Look through the data below and work out how many lines hold "node"; state only the number.
═════ Extracted records
PR #296, opened 2026-08-26
Add opaque location information 

Janno:


rocq-skylabs-brick/theories/lang/cpp/logic/heap_pred/tptsto.v
```diff
@@ -30,6 +30,39 @@ Section tptstoR.
 
   (** [tptstoR] *)
 
+  Axiom tptstoR_loc_info : forall li ty q v,
+      tptstoR (TLocInfo li ty) q v = tptstoR ty q v.
+
+  Axiom tptsto_fuzzyR_loc_info : forall li ty q v,
+      tptsto_fuzzyR (TLocInfo li ty) q v = tptsto_fuzzyR ty q v.
```
pgiarrusso-sl: Stating equalities here seems a bit too strong when R ** emp <> R.
And I'd rather prove the bi-entailments from axioms on tptsto.

rocq-skylabs-brick/theories/lang/cpp/logic/destroy.v
```diff
@@ -150,6 +150,10 @@ Section prim.
   Context `{Σ : cpp_logic, σ : genv}.
   Implicit Types (Q : epred).
 
+  Axiom wp_destroy_prim_loc_info : forall tu cv li ty (this : ptr) Q,
+    wp_destroy_prim tu cv (TLocInfo li ty) this Q -|-
+    wp_destroy_prim tu cv ty this Q.
```
pgiarrusso-sl: Prove this by unfolding wp_destroy_prim.

Axioms about definitions are a code smell.

rocq-skylabs-brick/theories/lang/cpp/logic/expr.v
```diff
@@ -208,8 +208,9 @@ Module Type Expr.
        type is not a reference, then the pointer is returned *after* it is
        checked to be strictly valid.
      *)
-    Definition read_decl (p : ptr) (t : type) (Q : ptr -> mpred) :=
-      match drop_qualifiers t with
+    Definition read_decl (p : ptr) (t : type) (Q : ptr -> mpred) : mpred :=
+      let t := drop_loc_info (drop_qualifiers t) in
```
pgiarrusso-sl: Is this sequence legal?

rocq-skylabs-brick/theories/lang/cpp/logic/heap_pred/tptsto.v
Janno: Have another look please. We now have an axiom directly on `tptsto`: https://github.com/SkyLabsAI/BRiCk/pull/296/changes#diff-c8979bfafcf3fbd7246381cb27bf71ae7758d16df806d5ec80f9f4f7b04f5020R295

Janno:
New axioms in `BRiCk` (produced by `git diff origin/main HEAD | rg '^\+' | rg 'Axiom' -A 3` and some manual postprocessing)
```coq
Axiom has_type_loc_info : ∀ li ty v,
  has_type v (TLocInfo li ty) -|- has_type v ty.

Axiom reference_to_loc_info : forall li ty p,
  reference_to (TLocInfo li ty) p -|- reference_to ty p.

Axiom tptsto_loc_info : forall li ty q p v,
  tptsto (TLocInfo li ty) q p v -|- tptsto ty q p v.

Axiom wp_lval_loc_info : forall {σ : genv} tu ρ li e Q,
    wp_lval tu ρ (ELocInfo li e) Q -|- wp_lval tu ρ e Q.

Axiom wp_init_expr_loc_info : forall {σ : genv} tu ρ ty p li e Q,
    wp_init tu ρ ty p (ELocInfo li e) Q -|- wp_init tu ρ ty p e Q.

Axiom wp_operand_loc_info : forall {σ : genv} tu ρ li e Q,
    wp_operand tu ρ (ELocInfo li e) Q -|- wp_operand tu ρ e Q.

Axiom wp_xval_loc_info : forall {σ : genv} tu ρ li e Q,
    wp_xval tu ρ (ELocInfo li e) Q -|- wp_xval tu ρ e Q.

Axiom wp_loc_info : forall σ tu ρ li s Q,
    wp (resolve:=σ) tu ρ (SLocInfo li s) Q -|- wp tu ρ s Q.

Axiom align_of_loc_info : ∀ li t,
    align_of (TLocInfo li t) = align_of t.

Axiom has_type_prop_loc_info : forall v li ty,
    has_type_prop v (TLocInfo li ty) <-> has_type_prop v ty.
```

rlepigre-skylabs-ai (approved):
This looks good to me, but it might be good for @pgiarrusso-sl to take another look.

pgiarrusso-sl (changes requested):
Do we have erasure lemmas for `type_ptr`? I don't see an axiom about it, and I'm not sure it's provable?

Thanks for adding `has_type_loc_info`, but what do we do with `has_type (Tarray (TLocInfo li ty))`? I think this MR needs an `erase_loc_info` (modeled after `erase_qualifiers`). EDIT: it's called `erase_type`, but it seems surprising we don't see it in the axioms — does it appear in derived lemmas?

And then, `same_address_eq_type_ptr` will have to require `erase_qualifiers (erase_loc_info ty) <> Tuchar` (building on https://github.com/SkyLabsAI/BRiCk/pull/299). It's possible other axioms and code locations need extra calls to `erase_loc_info` to respect the new type equivalence that `TLocInfo` induces.

And quite possibly, instead of separate `drop_loc_info` and `drop_qualifiers`, we want a fused operation — composing them seems slower. Maybe that can wait for clearer performance numbers. OTOH, it's possible _all_ callers to `drop_qualifiers` need `erase_loc_info`.

rocq-skylabs-brick/theories/lang/cpp/syntax/core.v
```diff
@@ -558,11 +568,350 @@ Inductive temp_param : Set :=
...
+#[global] Arguments drop_atomic_name_loc_info !_ / : simpl nomatch, assert.
+#[global] Arguments drop_name_loc_info !_ / : simpl nomatch, assert.
+#[global] Arguments drop_temp_arg_loc_info !_ / : simpl nomatch, assert.
+#[global] Arguments drop_loc_info !_ / : simpl nomatch, assert.
+#[global] Arguments drop_expr_loc_info !_ / : simpl nomatch, assert.
+#[global] Arguments drop_stmt_loc_info !_ / : simpl nomatch, assert.
+#[global] Arguments drop_var_decl_loc_info !_ / : simpl nomatch, assert.
+#[global] Arguments drop_binding_decl_loc_info !_ / : simpl nomatch, assert.
+
+Fixpoint erase_atomic_name (an : atomic_name) {struct an} : atomic_name :=
```
pgiarrusso-sl: Naming question — `erase_type` only erases `*LocInfo` not qualifiers, so it seems potentially misleading. Especially because ~~`drop_type_loc_info`~~ `drop_loc_info` does mention `loc_info` in its name.

(I found out because I was hoping for something that erases everything, and the name seemed encouraging).

rocq-skylabs-brick/theories/lang/cpp/syntax/translation_unit.v
```diff
@@ -367,13 +367,14 @@ Module template_alias.
...
+  Fixpoint subst_expr (xs : env) (e : Expr) : Expr :=
     match e with
     | Eparam id =>
         match lookup_value xs id with
         | Some e => e
         | None => e
         end
+    | ELocInfo li e => ELocInfo li (subst_expr xs e)
     | _ => e
     end.
```
pgiarrusso-sl, line 379: I can't quite blame you, but "recurse _sometimes_ under `Expr` constructors" seems a surprising semantics here 💀 — could it be a bug?

Janno: No, I don't think this is a bug. The fact that a parameter has location info attached to it should not stop us from substituting it, should it?

rocq-skylabs-brick/theories/lang/cpp/logic/expr.v
Janno: In what sense of the word "legal"? I think `drop_loc_info` is not going to do anything here given that `drop_qualifiers` cannot produce a `TLocInfo` node.

rocq-skylabs-brick/theories/lang/cpp/syntax/core.v
Janno: Yeah, that's not a great name. I can add `_loc_info` for now to fix the confusing part. I don't feel confident adding functions that drop multiple things because I am not sure what to drop from where.

Janno (commented):
> EDIT: it's called erase_type, but it seems surprising we don't see it in the axioms — does it appear in derived lemmas?

I prompted the model to avoid full location erasure whenever possible so I wouldn't have to carve out a gazillion exceptions in all the places where the automation needs to have access to it.

> It's possible other axioms and code locations need extra calls to `erase_loc_info` to respect the new type equivalence that `TLocInfo` induces.

> And quite possibly, instead of separate drop_loc_info and drop_qualifiers, we want a fused operation — composing them seems slower. Maybe that can wait for clearer performance numbers. OTOH, it's possible all callers to drop_qualifiers need erase_loc_info.

Is there a setoid that we want to define to prove `Proper` for our constructions? I am not advocating to actually use the `Proper` facts, just to write them down to document which parts of BRiCk care about qualified types (and, now, location info).

rocq-skylabs-brick/theories/lang/cpp/logic/expr.v
pgiarrusso-sl: > `drop_qualifiers` cannot produce a `TLocInfo` node.

but it can, right?
```
Fixpoint drop_qualifiers (t : type) : type :=
  match t with
  | Tqualified _ t => drop_qualifiers t
  | TLocInfo li t => TLocInfo li (drop_qualifiers t)
  | _ => t
  end.
```

My initial question is wrong — I was wondering if `drop_loc_info (drop_qualifiers t)` was actually dropping both, or you needed `drop_qualifiers (drop_loc_info t)` — but the actual implementation means they commute.

rocq-skylabs-brick/theories/lang/cpp/syntax/translation_unit.v
pgiarrusso-sl: I'm just skeptical the existing `subst_expr` function can possibly be correct.

pgiarrusso-sl:
> Is there a setoid that we want to define to prove Proper for our constructions? I am not advocating to actually use the Proper facts, just to write them down to document which parts of BRiCk care about qualified types (and, now, location info).

We probably have _multiple_ setoids, but yes, it might easier to define congruences than canonicalizers correctly.
Intuitively, everything should respect `erase_loc_info`, and I don't think the axioms Rodolphe showed are enough for that.

IMHO `drop_qualifiers` should at least `drop_loc_info` — unless you can show me an example where you're calling `drop_qualifiers` without calling `drop_loc_info` and is correct.

Similarly, `erase_qualifiers` should `erase_loc_info`.

pgiarrusso-sl:
Proposal:
- drop `TLocInfo` from this PR. That drops most location information from types. Expression in types remain and still have loc info.
- later, in the cpp2v changes, maybe omit loc info from expressions embedded in types — and figure out any problems as they appear?

rocq-skylabs-brick/theories/lang/cpp/syntax/translation_unit.v
pgiarrusso-sl: Resolution: add a comment "TODO figure out if this shallow substitution needs to be a real substitution"?

rocq-skylabs-brick/theories/lang/cpp/syntax/core.v
pgiarrusso-sl: Options: `erase_foo_li`, or namespacing in `LocInfo`, or overloading...

Janno:
Meeting notes:
- [ ] Use `erase_loc_info` in `GlobDecl_le`, `ObjValue_le`. Not a problem yet because no TUs have loc info yet so the inclusion still works. This will change with the follow-up branch that actually emits the information in cpp2v.
- [ ] Add `LocInfo` namespace module that contains erasure and drop functions. (Possibly use typeclasses to present unified functions for all syntactic kinds.)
══════════
### Answer area
2